- [PROBLEM STATEMENT]: Return exactly the lines that run from the one with "### Validation" to the last line of the entries below, both included, and nothing else.

- [Saved entries]:
PR #194, opened 2026-07-21
DUKE Symmetry Lines v2: Updated to Remove Signal from Technical Confounders

aakrithiram:
## Summary

  Adds `asymmetry_predictions_v.2`, the nuisance-filtered DUKE vessel asymmetry pCR model.

  This version starts from the original vessel asymmetry feature set (`asymmetry_predictions_v.1`, previously
  referred to as `logreg_all`) and removes features with high correlation to nuisance variables.

  ## What Changed

  - Added `asymmetry_predictions_v.2/`
  - Added a reproducible build/evaluation script:
    - `asymmetry_predictions_v.2/run_asymmetry_predictions_v2.py`
  - Added filtered model input:
    - `asymmetry_predictions_v.2/asymmetry_predictions_v2_features.csv`
  - Added model outputs:
    - `cv_metrics.csv`
    - `oof_predictions.csv`
    - `run_metadata.json`
  - Added nuisance audit files:
    - `removed_nuisance_features.csv`
    - `all_feature_nuisance_scores.csv`
    - `filtered_feature_nuisance_scores.csv`
  - Added plots comparing v1 and v2 nuisance sensitivity.

  ## Feature Filtering Rule

  For each vessel/asymmetry feature, compute the maximum absolute Spearman correlation to:

  - `xy_spacing_mm`
  - `z_spacing_mm`
  - `tumor_size_tumor_voxels`

  Features with max nuisance `|r| >= 0.25` are removed.

  ## Results

  Original model, `asymmetry_predictions_v.1`:

  - Features: 115
  - Mean AUC: 0.628 ± 0.042
  - Max nuisance |r|: 0.384

  Updated model, `asymmetry_predictions_v.2`:

  - Features: 104
  - Removed features: 11
  - Mean AUC: 0.597 ± 0.044
  - Mean AP: 0.311 ± 0.016
  - Max nuisance |r| after filtering: 0.228

  ## Interpretation

  `asymmetry_predictions_v.2` trades some within-DUKE AUC for lower nuisance sensitivity. The goal is to improve
  generalizability by reducing dependence on spacing, tumor size, and other non-biological effects.

  ## Notes

  No raw imaging data are modified. The added CSVs and plots are derived tabular artifacts.


annawoodard (changes requested):
Aakrithi, this is really great work!! 👏 👏 👏 

You've made the filtering rule explicit, kept imputation and scaling inside the CV folds, saved the OOF predictions and audit tables, and clearly reported the AUC tradeoff instead of overselling it. I only have two substantive requests.

1. First, your current analysis establishes that each retained feature has marginal Spearman (|r| < 0.25) with the audited variables, but that isn't quite the same as showing that the multivariate model itself has lower technical-confounder sensitivity or will generalize better outside Duke. Multiple weakly associated features can still jointly encode spacing. Please either narrow the wording to "lower maximum marginal feature_confounder correlation" or add a small OOF model-level audit relating `y_prob` to `xy_spacing_mm` and `z_spacing_mm`. I'd describe tumor size separately as a biological/clinical covariate included to test whether the vessel signal is independent of tumor extent, rather than calling it a technical confounder. (That distinction is important so let's discuss on Slack if you have questions).
2. Second, you don't need to reproduce Sarit's full upstream pipeline or commit the input tables, but please add a short README section documenting the two derived inputs: what they contain, which workflow produced them, their shared paths and checksums, and the exact command you ran. If the feature table currently exists only in an untracked checkout, please copy that small CSV to a durable shared location. The script also doesn't appear to generate the separately listed v1/v2 nuisance heatmaps; you can simply identify them as separately generated exploratory artifacts rather than expanding the script.

Besides that, everything looks great!

annawoodard (approved):
Aakrithi, thank you! This fully addresses my feedback. You narrowed the interpretation appropriately, clearly separated the technical confounders from tumor size as a biological/clinical covariate, and added the OOF model-level audit I requested. You also documented the derived inputs, provenance, durable shared paths, checksums, and exact command, and clarified the status of the exploratory heatmaps. I verified that the shared files and checksums are correct. This is careful, thoughtful work. Great job!

PR #195, opened 2026-07-22
Run the GNN on UChicago ultrafast data

spencervenancio:
Wires the GNN pipeline to the UChicago internal ultrafast DCE dataset via the
merged dataset adapter (`cohorts/`, #193).

### What's here (2 commits)
- **Ultrafast kinetic contract** in the data loader: `gnn_kinetic_baseline_frame_count`
  + `gnn_kinetic_relative_enhancement` make every case use relative signal change
  `(S-S0)/S0` over a fixed precontrast baseline, overriding per-case `run_summary.json`.
  `None` (default) preserves the existing per-case MAMA-MIA behavior — fully backward compatible.
- **Build submit script** updated to pass the ultrafast contract through.

### Validation
- Ran the 2-feature GNN end-to-end on UChicago ultrafast via Sarit's `preprocessing_out/centerlines`.
- `pytest tests/test_gnn_data_loader.py` — covers the kinetic contract.

### Notes
- Default behavior on MAMA-MIA is unchanged (new keys default to the legacy path).
- Overlaps `config.py` with the tier PR (both add `DEFAULT_CONFIG` keys); trivial keep-both resolution.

- [EXERCISE RESULT]:
### Validation
- Ran the 2-feature GNN end-to-end on UChicago ultrafast via Sarit's `preprocessing_out/centerlines`.
- `pytest tests/test_gnn_data_loader.py` — covers the kinetic contract.

### Notes
- Default behavior on MAMA-MIA is unchanged (new keys default to the legacy path).
- Overlaps `config.py` with the tier PR (both add `DEFAULT_CONFIG` keys); trivial keep-both resolution.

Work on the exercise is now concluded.